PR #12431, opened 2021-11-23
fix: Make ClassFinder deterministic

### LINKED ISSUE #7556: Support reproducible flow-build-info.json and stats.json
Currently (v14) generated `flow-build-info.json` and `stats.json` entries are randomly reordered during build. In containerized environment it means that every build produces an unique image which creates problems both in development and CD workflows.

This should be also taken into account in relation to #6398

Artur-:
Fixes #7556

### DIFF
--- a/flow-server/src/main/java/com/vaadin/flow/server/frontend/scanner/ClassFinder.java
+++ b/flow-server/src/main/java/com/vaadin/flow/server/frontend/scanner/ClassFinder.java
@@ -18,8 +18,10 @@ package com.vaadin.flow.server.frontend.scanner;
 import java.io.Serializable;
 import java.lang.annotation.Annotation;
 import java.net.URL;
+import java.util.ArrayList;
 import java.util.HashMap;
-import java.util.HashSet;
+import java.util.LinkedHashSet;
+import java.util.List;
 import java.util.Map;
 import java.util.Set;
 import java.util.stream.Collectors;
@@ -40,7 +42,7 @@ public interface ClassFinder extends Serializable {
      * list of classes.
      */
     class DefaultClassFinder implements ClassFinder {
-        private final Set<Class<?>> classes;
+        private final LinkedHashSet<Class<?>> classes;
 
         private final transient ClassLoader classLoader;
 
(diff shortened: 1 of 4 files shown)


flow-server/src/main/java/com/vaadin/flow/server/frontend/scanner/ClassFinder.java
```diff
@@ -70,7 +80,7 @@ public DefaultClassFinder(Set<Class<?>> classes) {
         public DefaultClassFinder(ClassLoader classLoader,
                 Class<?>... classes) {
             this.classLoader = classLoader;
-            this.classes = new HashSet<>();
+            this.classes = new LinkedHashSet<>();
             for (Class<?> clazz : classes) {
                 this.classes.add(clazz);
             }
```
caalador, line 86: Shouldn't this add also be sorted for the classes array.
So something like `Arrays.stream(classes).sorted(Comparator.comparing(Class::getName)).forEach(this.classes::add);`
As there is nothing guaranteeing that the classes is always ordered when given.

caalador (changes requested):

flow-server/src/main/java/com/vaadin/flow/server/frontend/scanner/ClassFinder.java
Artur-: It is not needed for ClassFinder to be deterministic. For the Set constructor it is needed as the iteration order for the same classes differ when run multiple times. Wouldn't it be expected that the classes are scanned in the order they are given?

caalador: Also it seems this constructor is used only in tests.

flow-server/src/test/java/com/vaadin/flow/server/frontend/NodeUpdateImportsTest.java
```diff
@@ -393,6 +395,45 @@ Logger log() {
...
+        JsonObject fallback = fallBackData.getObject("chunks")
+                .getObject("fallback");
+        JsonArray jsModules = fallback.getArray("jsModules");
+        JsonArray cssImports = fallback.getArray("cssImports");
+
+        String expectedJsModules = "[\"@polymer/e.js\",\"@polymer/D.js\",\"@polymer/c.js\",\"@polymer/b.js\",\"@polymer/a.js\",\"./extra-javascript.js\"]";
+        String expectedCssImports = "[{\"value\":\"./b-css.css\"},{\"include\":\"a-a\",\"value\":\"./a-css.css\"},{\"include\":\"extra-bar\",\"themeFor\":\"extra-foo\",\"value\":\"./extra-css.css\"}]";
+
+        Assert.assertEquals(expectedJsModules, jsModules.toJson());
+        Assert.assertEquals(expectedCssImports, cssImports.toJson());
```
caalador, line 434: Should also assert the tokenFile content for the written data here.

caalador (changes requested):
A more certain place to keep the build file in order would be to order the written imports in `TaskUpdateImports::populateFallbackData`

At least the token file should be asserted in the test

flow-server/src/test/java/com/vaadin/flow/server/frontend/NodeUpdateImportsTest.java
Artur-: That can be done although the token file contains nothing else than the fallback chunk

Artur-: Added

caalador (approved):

## Goal of the exercise
Which lines above hold the word "extra"? Copy each of them.

## Answer to the problem
+        String expectedJsModules = "[\"@polymer/e.js\",\"@polymer/D.js\",\"@polymer/c.js\",\"@polymer/b.js\",\"@polymer/a.js\",\"./extra-javascript.js\"]";
+        String expectedCssImports = "[{\"value\":\"./b-css.css\"},{\"include\":\"a-a\",\"value\":\"./a-css.css\"},{\"include\":\"extra-bar\",\"themeFor\":\"extra-foo\",\"value\":\"./extra-css.css\"}]";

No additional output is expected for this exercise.